小学理科小学5年生生物

植物の発芽と成長|発芽の条件・成長に必要なもの【小5理科】

小5理科「植物の発芽と成長」を図解でやさしく。発芽に必要なのは水・空気・適した温度の3つ(日光と肥料は発芽には不要)。発芽したあとの成長には日光と肥料が必要なこと、種子の中の養分(でんぷん)がヨウ素液で青むらさき色になることまで、対照実験の図と例題でわかります。

このページのゴール

種子の発芽に必要な3条件(水・空気・適した温度)と、発芽したあとの成長に必要なもの(日光・肥料)を区別して理解し、種子の中の養分(でんぷん)がヨウ素液で青むらさき色になることを説明できるようになる。

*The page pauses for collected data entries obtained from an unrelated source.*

Issue #3556, opened 2025-03-20
Unify the presentation of Schema/Collection


AndrewSisley:
Internally they can, and probably should, remain distinct.

Do not worry about multiple collections from a single schema.

PR #3644, opened 2025-04-28
refactor: Replace CollectionDescription.Root with ColID

### LINKED ISSUE #3641: Replace col.Root with CollectionID (SchemaRoot)

AndrewSisley:
## Relevant issue(s)

Resolves #3641

## Description

Removes CollectionDescription.Root from user-space, replacing it in most cases with the schema root.  Internally, in a few performance sensitive areas (like datastore keys), a short-id is used (the original id, only stored elsewhere.

Please make sure you have read https://github.com/sourcenetwork/defradb/issues/3556 before reviewing this.

I recommend reviewing commit by commit, and reading the extra info contained within the commit body.


client/collection_description.go
```diff
@@ -36,17 +27,12 @@ type CollectionDescription struct {
...
-	// Collections sharing the same RootID will be compatable with each other, with the documents
-	// within them shared and yielded as if they were in the same set, using Lens transforms to
-	// migrate between schema versions when provided.
-	RootID uint32
-
 	// The immutable ID of this collection version.
 	ID string
 
+	// The immutable ID of this collection, consistent across all versions.
+	CollectionID string
```
islamaliev, line 34: suggestion: after reading these 2 comments it doesn't become clear how they are different. Maybe it has something to do with naming. `ID` and `CollectionID` within `CollectionDescription` sound the same. Maybe it makes sense to rename `ID` to `VersionID`?

client/errors.go
```diff
@@ -158,10 +158,10 @@ func NewErrMaxTxnRetries(inner error) error {
 	return errors.Wrap(errMaxTxnRetries, inner)
 }
 
-func NewErrCollectionNotFoundForSchemaVersion(schemaVersionID string) error {
+func NewErrCollectionNotFoundForCollectionVersion(collectionVersionID string) error {
```
islamaliev, line 161: question: why did you rename it? The value that is passed here is `block.Delta.GetSchemaVersionID()`

internal/db/collection.go
```diff
@@ -483,7 +475,18 @@ func (c *collection) create(
...
 		txn := mustGetContextTxn(ctx)
-		valueKey := c.getDataStoreKeyFromDocID(docID)
+
+		shortID, err := id.ShortCollectionID(ctx, txn, c.Description().CollectionID)
+		if err != nil {
+			return err
+		}
+
+		valueKey := keys.DataStoreKey{
+			CollectionShortID: shortID,
```
islamaliev, line 485: question: is it just to save storage space?

internal/db/id/collection.go
```diff
@@ -0,0 +1,65 @@
...
+	"github.com/sourcenetwork/defradb/errors"
+	"github.com/sourcenetwork/defradb/internal/db/sequence"
+	"github.com/sourcenetwork/defradb/internal/keys"
+)
+
+// ShortCollectionID returns the local, shortened, internal, collection id, which is used
+// only in locations where using the full CID would be a waste of storage space.
+//
+// If there is no short id found for the given full id, a new one will be generated and saved.
+func ShortCollectionID(
```
islamaliev, line 29: note: I was confused a bit by a few places where it's used until I read the documentation. Didn't know it was mutating the db state.

I don't suggest to rename it to `GetOrGenerateCollectionID` as it seems too long, but if you have a better idea, would be nice to have more clarity.

question: do you really need to have get-or-generate functionality in 1 function? I'm haft through the code and so far it looked like there is clear distinction "get" and "generate" parts. For example, in `SaveCollection` we want to generate (it even ignores the returned short id).

suggestion: Also before I read the implementation I assumed that it just a trimmed version of the CID. So far we mostly used "id" for hash-like identifiers and not serial numbers. Maybe it make sense to reconsider how we name it.

internal/db/schema.go
```diff
@@ -473,6 +472,7 @@ func (db *DB) updateSchema(
 			// they will be activated later along with any existing collection versions.
 			col.Name = immutable.None[string]()
 			col.ID = schema.VersionID
+			col.CollectionID = schema.Root
```
islamaliev, line 475: question: if it's effectively a schema root why not to call it `SchemaRoot` instead of `CollectionID`?

internal/keys/systemstore_collection_id.go
```diff
@@ -0,0 +1,60 @@
...
+import (
+	"strings"
+
+	ds "github.com/ipfs/go-datastore"
+)
+
+// CollectionID indexes collection short ids by the full id.
+type CollectionID struct {
+	CollectionID string
+}
```
islamaliev, line 22: suggestion: why not 
```go
type CollectionID string
```
?

islamaliev (approved):
Good job, Andy. I like it overall. I just have some concerns regarding some names. I hope we clarify them before the merge.

client/collection_description.go
AndrewSisley: Long term plan is to rename `ID` to `VersionID`, I was going to do it later (this sprint) - do you feel that it is confusing enough need doing now?

client/errors.go
AndrewSisley: `Schema` is disappearing as a concept (minus GQL-SDL schema, which is not a defra specific thing), so I've been converting stuff away from 'Schema' names when I can.  It will remain a little confused until SchemaDescription (and fields) are removed (converted into Collection blocks).

internal/db/collection.go
AndrewSisley: Space, memory, and read/write time.

internal/db/id/collection.go
AndrewSisley: > do you really need to have get-or-generate functionality in 1 function

I do not think this is required, I think I wrote it this way to avoid having to think about that (and handle errors when key is not found).

I'll have a look at this though, as I think I agree with you in that the illusion/possibility of mutation on most gets is an unwelcome complication.  This would also alleviate your naming concern.

- [ ] Consider splitting func

> So far we mostly used "id" for hash-like identifiers and not serial numbers

I'm not sure I consider that to be true, Collection ID, and CollectionField ID have been called 'ID' and have been serial numbers since before I joined Source and are only now becoming CIDs.

Do let me know if you have any alternative names that you like though.

internal/db/schema.go
AndrewSisley: Schema is to be removed. `CollectionID` will be the CID of the collection block.

internal/db/id/collection.go
AndrewSisley: Thanks Islam!  Exploring this surfaced a bug (introduced in this PR) RE the versioned fetcher that would have been a real pain to track down later once this change was out of mind.  `ShortCollectionID` has also been split into two.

「種をまくとき、日光に当てなきゃ芽が出ないよね?」——じつは、発芽に日光はいりません。発芽に必要なのは「水・空気・適した温度」の3つだけ。そして、芽が出たあと大きく育つためには、こんどは「日光と肥料」が必要になります。「発芽」と「成長」で必要なものがちがう——ここを図でしっかり分けていきましょう。

発芽に必要な3つの条件(水・空気・適した温度)

種子が芽を出すことを発芽といいます。発芽には、つぎの3つがそろう必要があります。

やり方

  1. …種子が水をすって、ふくらむ。
  2. 空気(酸素)…種子も「呼吸」をしている。空気がないと発芽しない。
  3. 適した温度…暖かさ。冷たすぎると発芽しない(種類ごとに合う温度がある)。

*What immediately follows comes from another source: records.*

PR #3647, opened 2025-04-29
docs: Update outdated disclaimer about lack of encryption

getify:
per @jsimnz

### DIFF
--- a/README.md
+++ b/README.md
@@ -40,6 +40,8 @@ Read the documentation on [docs.source.network](https://docs.source.network/).
    * [Contributors](#contributors)
 <!--te-->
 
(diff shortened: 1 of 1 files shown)


jsimnz (changes requested):
todo: I think for the disclaimer, we can leave it the rest about production ready. For the "do not use it for production purposes", we can lighten up this language a bit since we do currently have some partners using in prod. 

Instead we can say something like: "we encourage teams looking to deploy to production to reach out to us". Or something to that affect.

jsimnz (approved):
LGTM

shahzadlone (approved):
Perhaps `docs(i): ..` in title.

LGTM

jsimnz:
> Perhaps docs(i): .. in title.
I don't think the `i` is necessary. Its fine to have this in the changelog

Issue #3650, opened 2025-04-30
Sec. index: utilize sec. indexes for sorting


islamaliev:
Currently when a query contains `order` field, it would be handled by `planner.orderNode` which sits on top of the planner tree hierarchy and collects all the documents in the collection in order to sort them. This is very resource-consuming for large collections and it also makes the `limit` query field useless in terms of node's resources.

We should utilize secondary indexes whenever possible for sorting as well.

PR #3652, opened 2025-04-30
feat: Utilize secondary indexes for ordering

islamaliev:
## Relevant issue(s)

Resolves https://github.com/sourcenetwork/defradb/issues/3650

## Description

This change utilizes secondary indexes for order queries, so that not only filtering but, also sorting is optimized.
Whenever a secondary index takes care of ordering on the documents, the planner optimization pass will detect it and ignore `planner.orderNode`.

## Tasks

## How has this been tested?

Tests

- MacOS

### DIFF
--- a/internal/db/fetcher/indexer_iterators.go
+++ b/internal/db/fetcher/indexer_iterators.go
@@ -158,6 +158,25 @@ func (iter *indexPrefixIterator) Close() error {
 	return iter.resultIter.Close()
 }
 
+func (f *indexFetcher) newPrefixIterator(
+	indexKey keys.IndexDataStoreKey,
+	matchers []valueMatcher,
+	execInfo *ExecInfo,
+) *indexPrefixIterator {
+	return &indexPrefixIterator{
+		indexDesc:     f.indexDesc,
+		indexedFields: f.indexedFields,
+		indexKey:      indexKey,
+		matchers:      matchers,
+		execInfo:      execInfo,
+	}
+}
+
+func (f *indexPrefixIterator) Reverse(reverse bool) *indexPrefixIterator {
+	f.reverse = reverse
+	return f
+}
+
 type eqSingleIndexIterator struct {
 	indexKey keys.IndexDataStoreKey
 	execInfo *ExecInfo
@@ -313,7 +332,7 @@ func (iter *memorizingIndexIterator) Close() error {
 	return iter.inner.Close()
 }
 
-// newPrefixIteratorFromConditions creates a new eqPrefixIndexIterator for fetching indexed data.
+// newPrefixIteratorFromConditions creates a new indexPrefixIterator for fetching indexed data.
 // It can modify the input matchers slice.
 func (f *indexFetcher) newPrefixIteratorFromConditions(
 	fieldConditions []fieldFilterCond,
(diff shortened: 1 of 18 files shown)


internal/db/fetcher/indexer_iterators.go
```diff
@@ -428,6 +440,32 @@ func (f *indexFetcher) newIndexDataStoreKeyWithValues(values []client.NormalValu
...
+		if err != nil {
+			return nil, err
+		}
+		iter := f.newPrefixIterator(key, nil, f.execInfo).Reverse(reverse)
+		return iter, nil
+	}
+	return nil, nil
+}
+
+func (f *indexFetcher) isIndexOrdered() (bool, bool) {
```
AndrewSisley, line 456: suggestion: A comment describing what each returned boolean represents might speed up future reading

internal/planner/planner.go
```diff
@@ -301,33 +301,76 @@ func findFilteredByRelationFields(
...
+				// At the moment we just take the first index, but later we want to run some kind of analysis to
+				// determine which index is best to use. https://github.com/sourcenetwork/defradb/issues/2680
+				err := node.invertJoinDirectionWithIndex(indexes[0], fieldFilter, nil)
+				if err != nil {
+					return err
+				}
+				break
+			}
+		}
+	} else if parentPlan.order != nil && len(parentPlan.order.ordering) > 0 {
```
AndrewSisley, line 359: todo: Decent documentation explaining why each block is thought to be optimal would be really handy here, as both blocks are located quite some distance from their main code, and it is very reasonable to expect this function to receive significant work in the future as we get a little smarter about query optimization.

internal/planner/planner.go
```diff
@@ -301,33 +301,76 @@ func findFilteredByRelationFields(
 	return filteredSubFields
 }
 
+func findOrderedByRelationFields(
+	ordering mapper.OrderCondition,
+	mapping *core.DocumentMapping,
+) (string, error) {
+	fieldIndex := ordering.FieldIndexes[0]
+	_, found := mapping.TryToFindNameFromIndex(fieldIndex)
```
AndrewSisley, line 309: suggestion: A quick comment here would be handy in order to tell why we are bothering with this check.

internal/planner/type_join.go
```diff
@@ -825,6 +827,28 @@ func (join *invertibleTypeJoin) invertJoinDirectionWithIndex(
 	return nil
 }
 
+// isOrderedByIndex checks if the plan is ordered by an index.
+func isOrderedByIndex(plan planNode) bool {
```
AndrewSisley, line 831: suggestion: This file seems an odd location for this function, I suggest moving it somewhere else, probably to `planner.go` - the only place it is currently consumed.

internal/planner/type_join.go
```diff
@@ -842,12 +866,11 @@ func addFilterOnIDField(f *mapper.Filter, propIndex int, docID string) *mapper.F
 	return f
 }
 
-func getScanNode(plan planNode) *scanNode {
+func getNode[T planNode](plan planNode) T {
```
AndrewSisley, line 869: praise: The generic is a really nice way of handling this, thanks :)

AndrewSisley (approved):
LGTM, only long-term documentation requests from me I think.  Might be work checking the Petastic-Slack to see if it is worth mentioning to them on merge.

internal/planner/type_join.go
```diff
@@ -825,6 +827,28 @@ func (join *invertibleTypeJoin) invertJoinDirectionWithIndex(
...
+			scan = getNode[*scanNode](j.getFirstSide().plan)
+		}
+	} else {
+		scan = getNode[*scanNode](plan)
+	}
+	if scan == nil || !scan.index.HasValue() {
+		return false
+	}
+	fieldIndexes := scan.documentMapping.IndexesByName[scan.index.Value().Fields[0].Name]
+	return len(fieldIndexes) > 0 && len(scan.ordering) > 0 && scan.ordering[0].FieldIndexes[0] == fieldIndexes[0]
```
shahzadlone, line 849: nitpick: `return` statement a bit hard to read, split the `len > 0` checks perhaps.

shahzadlone (approved):
LGTM

internal/planner/type_join.go
islamaliev: done

internal/planner/planner.go
islamaliev: that's a good point. I don't need this check.

internal/planner/planner.go
islamaliev: done

AndrewSisley:
Bug bash result, https://github.com/sourcenetwork/defradb/issues/3774 found

PR #3653, opened 2025-04-30
refactor: Replace schema-only collections with boolean

### LINKED ISSUE #3646: Remove schema-only definitions

AndrewSisley:
## Relevant issue(s)

Resolves #3646

## Description

Replaces schema-only collections with a boolean `IsEmbeddedOnly` boolean.

I've kept the existing `interface` GQL syntax as-is, we can change that later if we wish, but I'd rather not get into that right now.

### DIFF
--- a/client/collection_description.go
+++ b/client/collection_description.go
@@ -84,6 +84,12 @@ type CollectionDescription struct {
 	// that will change in the future.
 	IsBranchable bool
 
+	// IsBranchable defines whether this collection exists only as a child object embedded within
+	// another collection or not.
+	//
+	// If true, it will not be directly queriable.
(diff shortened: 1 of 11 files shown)


client/collection_description.go
```diff
@@ -84,6 +84,12 @@ type CollectionDescription struct {
 	// that will change in the future.
 	IsBranchable bool
 
+	// IsBranchable defines whether this collection exists only as a child object embedded within
```
islamaliev, line 87: typo: "IsBranchable" -> "IsEmbeddedOnly"

islamaliev (approved):
LGTM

「水・空気・適した温度のどれか1つでも欠けると発芽しない」——これをたしかめるのが対照実験です。くらべたい条件だけを変えて、ほかは同じにするのがコツです。

条件を1つだけ変えてくらべる(対照実験)水・空気暖かい発芽◯水なし(かわいた綿)発芽×空気なし(水に沈める)発芽×冷たい(冷蔵庫)発芽×発芽したのは「水・空気・暖かさ」がそろったときだけ→ 発芽には 水・空気・適した温度 の3つが必要

水だけぬいたら発芽しない、空気だけうばっても発芽しない、温度だけ下げても発芽しない。だから、この3つはどれも発芽に必要だとわかります。

理解チェック①

発芽に「日光」と「肥料」はいらない

「種は土の中(暗いところ)でも芽を出す」——これが大きなヒントです。土の中は暗くて日光が当たりませんが、ちゃんと発芽します。だから、発芽に日光はいりません

肥料も同じです。種子の中には、発芽のための養分(あとで出てくるでんぷん)がもともと入っているので、発芽に肥料はいりません

日光があってもなくても、発芽する明るい場所発芽◯暗い箱の中発芽◯日光がなくても発芽する→ 発芽に日光は必要ない(肥料も同じく不要)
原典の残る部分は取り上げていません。